И все же в одном не было сомнений: у меня напрочь исчезло желание знакомиться с изнанкой мобильной пехоты. Если здесь несчастливы даже наши боги – сержанты и офицеры, – то что уж говорить про Джонни? Как он избежит служебных ошибок, если понятия не имеет, в чем они состоят? Я не хочу быть повешенным за шею до самой-пресамой смерти. И перспектива быть выпоротым нисколько не привлекает, пусть даже рядом стоит врач и следит, чтобы кнут не причинил невосполнимого ущерба здоровью. В моей семье никогда никого не пороли, в школе, правда, мне доставались учительские затрещины, но это ведь совсем не одно и то же. В моем роду не было преступников ни с отцовской, ни с материнской стороны и даже к суду никто не привлекался. Мы семья гордая, и, хотя не обладаем полноценным гражданством, папа никогда не считал это серьезным недостатком. В суверенном избирательном праве, по его мнению, нет никакой чести и почета, это всего лишь суетный предрассудок. Но если меня высекут… папу запросто может хватить удар.

И ведь Хендрик не сделал ничего такого, о чем я сам не мечтал тысячу раз. Что же меня удержало? Должно быть, кроткий нрав. Инструкторы, все до одного, крепкие ребята, намять мне бока – для них задачка плевая. Потому-то я и держу роток на пуговке и не рыпаюсь. Да ты просто трус, Джонни.

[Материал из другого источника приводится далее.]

PR #506, opened 2025-04-14
Fix non-standard suites and tags with developerMode

camillobruni:
- Keep params and Suites selection in sync
- Refactor updateParamsSuitesAndTags into separate method

### DIFF
--- a/resources/developer-mode.mjs
+++ b/resources/developer-mode.mjs
@@ -127,6 +127,7 @@ function createUIForSuites() {
         checkbox.checked = !suite.disabled;
         checkbox.onchange = () => {
             suite.disabled = !checkbox.checked;
+            updateParamsSuitesAndTags();
             updateURL();
         };
         checkboxes.push(checkbox);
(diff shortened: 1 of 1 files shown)


resources/developer-mode.mjs
```diff
@@ -235,34 +236,44 @@ function createUIForRun() {
...
+    let commonTags = new Set(selectedSuites[0].tags);
+    for (const suite of Suites) {
+        if (suite.disabled)
+            suite.tags.forEach((tag) => commonTags.delete(tag));
+        else
+            commonTags = new Set(suite.tags.filter((tag) => commonTags.has(tag)));
+    }
+    if (selectedSuites.length > 1 && commonTags.size) {
+        const tags = [...commonTags];
+        if (tags[0] !== "default")
```
rniwa, line 259: Implicitly relying on "default" being the first element isn't great. Why not just do this instead?
```js
params.tags = commonTags.has("default") ? [...commonTags] : [];
```

rniwa (approved):

resources/developer-mode.mjs
camillobruni: ah yes, much nicer that way!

Вот у Теда хватило смелости… А трусу вообще нечего делать в армии.

И как быть с тем, что капитан Френкель даже не винил в случившемся Теда? Если я не посягну на 9080, где гарантия, что однажды я, сам о том не ведая, не нарушу какую-нибудь другую статью – и не окажусь возле столба? Не надо так рисковать, Джонни. Пора валить отсюда.

Мамино письмо всего лишь добавило мне решимости. Родители отвергли меня, и я заставил сердце очерстветь. Но теперь они переменили отношение ко мне, и я тоже не могу не смягчиться. Мама уж точно больше не сердится. Вот что она пишет:

…Я не могу скрывать от тебя, что отец все еще не позволяет произносить твое имя и не желает тебе писать. Но поверь, милый мальчик, это не со зла. Так проявляется его горе – он ведь не умеет плакать. Пожалуйста, не сомневайся, что папа любит тебя больше жизни. Он даже меня так сильно не любит. А ты нанес ему глубокую рану. Он всех убеждает, что ты уже взрослый, способен принимать самостоятельные решения, и он гордится тобой. Но это говорит его собственная гордость, его душевная боль, горькая обида на того, кто ему особенно дорог. Поверь, Хуанито, он не говорит о тебе и не пишет тебе, потому что не может… но эта боль обязательно утихнет, нужно лишь время. И когда я почувствую, что его сердце оттаяло, сразу же постараюсь вас помирить, и мы снова будем вместе.

Что же сказать о себе? Разве может мать не простить родное дитя? Причинить мне боль ты в силах, но не в силах уменьшить мою любовь. И где бы ты ни оказался, какой бы ни выбрал путь, для меня ты остаешься мальчиком, который, рассадив коленку, прибегал за утешением в мои объятия. Руки мои усохли, а может, вырос ты, что мне кажется невозможным, – но это все те же ласковые руки, и они терпеливо ждут, когда снова понадобятся тебе. Мальчики взрослеют, но не перестают нуждаться в материнской ласке, правда же, сынок? Верю, что так и есть. Надеюсь, ты подтвердишь это, ответив на мое письмо.